Il épousa Marie, Claire Filippini, le 22 avril 1924 à Toulon (Var). Ils eurent un fils.
Henri Caroff était militaire de carrière, comptable dans l’Armée de l’Air.
Il servit plusieurs années en Indochine.
Il fut admis dans le corps des sous-officiers le 12 juin 1928, et promu adjudant-chef le 1er janvier 1938.
En 1939, il fut affecté successivement au Bataillon de l’Air 129, puis au centre de stockage de Bergerac (Dordogne), et enfin au centre administratif d’Orange-Caritat (Vaucluse).
Atteint par la limite d’âge de son grade en 1942, il devint Chef de centre "Jeunesse et Montagne" à Gap (Hautes-Alpes) et trésorier du groupement "Dauphiné" de cette structure.
La famille habitait alors à Saint-Bonnet-en-Champsaur (Hautes-Alpes).
Il entra dans la Résistance début juin 1944 et devint Trésorier Général départemental de l’Isère.
Il fut arrêté en mission le 31 juillet 1944 à Grenoble (Isère). Trouvé porteur d’une forte somme d’argent en raison de sa fonction, il fut emprisonné et torturé par la Gestapo.
Henri Caroff fut sommairement exécuté dans la nuit du 10 au 11 août 1944 au Polygone d’artillerie de Grenoble (Isère) en même temps que 22 autres personnes.
Son corps enfoui dans un cratère de bombe fut découvert le 28 août 1944, chemin des Buttes, à proximité du Polygone et placé dans le cercueil 18 A.
Le 29 août 1944, les bières numérotées contenant les dépouilles des victimes furent déposées dans deux fosses creusées au polygone, la fosse A ou 1, pour les victimes d’août, la fosse B ou 2 pour celles de juillet.
En octobre 1944, il fut identifié par un de ses amis, Georges Bertrand, et sa femme.
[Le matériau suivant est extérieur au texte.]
PR #671, opened 2026-07-18
Audit missing and empty security inputs for fail-open validation bypasses

### LINKED ISSUE #660: Audit missing and empty security inputs for fail-open validation bypasses

Dodothereal:
# Audit missing and empty security inputs for fail-open validation bypasses

## Summary

The `security-deep-dive` skill's Phase 2 traced what hostile value reaches a sink but never asked what the code does when a security input is *absent*. A credential, session, CSRF, rate-limit, or authz check that runs its validation only when a value is present fails open the moment an attacker omits the input — before they have to forge one. This PR adds the omission check to the per-sink checklist and adds two eval fixtures (fail-open and fail-closed) that exercise it.

Fixes #660

## Changes

- `skills/security-deep-dive/SKILL.md`: new paragraph in Phase 2 Step 1 (Trace the input). After the existing dead-end rule, the trace now also names the read primitive (header accessor, key lookup, cookie read), the sentinel value a miss returns (`None`, empty string, missing key, unset cookie, `0`/`-1`), and which control-flow branch each sentinel falls into. If the absent case reaches the authorised or serviced path, the sink fails open and the bypass is carried into Step 2 as its own finding rather than ruled out as harmless. The check is scoped to security decisions (authn, authz, session, CSRF, rate-limit, credential) and explicitly narrows away from optional non-security inputs and from dev-only / trusted entry points that the threat model already scopes out.
- `evals/fixtures/fail-open-missing-apikey/`: tiny Flask app whose `/admin` endpoint runs its `X-API-Key` comparison only when the header is present, so an omitted header reaches the authorised branch (the `should_find` case).
- `evals/security-deep-dive-fail-open.yaml`: scenario expecting an authentication-bypass finding (CWE-287, High) tracing `X-API-Key` / `EXPECTED_KEY`, with `must_not_contain` guardrails.
- `evals/fixtures/fail-closed-missing-session/`: tiny Flask app whose `/profile` endpoint rejects with 401 when `session["user_id"]` is missing (the negative case).
- `evals/security-deep-dive-fail-closed.yaml`: scenario asserting no authentication-bypass finding is filed for the fail-closed handler.

No finding-schema or ingestion changes; the new scenarios use the existing `security-deep-dive` findings output shape and field set, and the existing sink-class and disposition vocabulary.

## Testing

Verification target was the eval harness (`go test -tags evals ./internal/evals/...`), which validates scenario loading (`TestLoadScenarios` asserts every `*.yaml` loads and its `fixture` directory exists) and the deterministic judge. This VM has no Docker daemon, so the required sandbox (`sandbox-run`, the only permitted path per the contributor rules to run the repo's commands) could not execute — `docker info` reports unavailable and `sandbox-run` fails with "cannot execute docker". I therefore did not run the Go test suite directly on this machine (the repo is untrusted and the rules forbid that).

Instead I verified the new scenarios against the exact contract the harness enforces: parsed both YAML files with `KnownFields`-equivalent strict parsing (no unknown scenario or assertion fields) and checked `given`/`fixture`/`skill` are non-empty, every assertion is non-empty, each references a real `evals/fixtures/<dir>` that exists on disk, and each matches `internal/evals/types.go`'s validate() rules (non-blank assertions, non-blank `must_not_contain` terms, structural fields only). Both fixtures are also syntactically valid Python. The harness's load test is purely YAML + filesystem checks against these same files, with no model call in the default path, so the new scenarios load the same way the existing three do.

---
### AI assistance disclosure

This contribution was produced by an autonomous AI coding agent (Claude Code) that @Dodothereal operates and monitors. @Dodothereal is accountable for it, will address review feedback promptly, and will close this PR immediately if this kind of contribution is unwelcome in this project. Commits carry an `Assisted-by: Claude Code` trailer.


evals/fixtures/fail-open-missing-apikey/app.py
```diff
@@ -0,0 +1,20 @@
...
+
+EXPECTED_KEY = "supersecret"
+
+
+@app.get("/admin")
+def admin():
+    supplied = flask.request.headers.get("X-API-Key")
+    # Only reject when a key _is_ given and differs from the expected one.
+    # A request that omits the header entirely falls through to the
+    # authorised branch, so the check fails open on a missing credential.
```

C’est son fils qui l’identifia officiellement le 24 octobre 1944 et qui fit établir l’acte de décès.
Henri Caroff obtint la mention "Mort pour la France" et fut homologué résistant, membre des Forces françaises de l’Intérieur.
Déjà décoré de l’Ordre du Dragon d’Annam et de la Médaille Militaire, Henri Caroff fut cité à l’ordre de la Division et décoré de la croix de Guerre avec étoile d’argent à titre posthume.
Son nom figure sur le monument aux morts de Saint-Bonnet-en-Champsaur.
Le 21 septembre 1945, les dépouilles des victimes encore enterrées au polygone furent transférées dans le carré III du cimetière du Grand Sablon à La Tronche (Isère).
Elles furent à nouveau exhumées en juin 1958 et réinhumées le 15 juillet 1958 dans la Nécropole Nationale de La Doua à Villeurbanne (Métropole de Lyon).
Henri Caroff y repose désormais Carré A, rang 9, tombe 65.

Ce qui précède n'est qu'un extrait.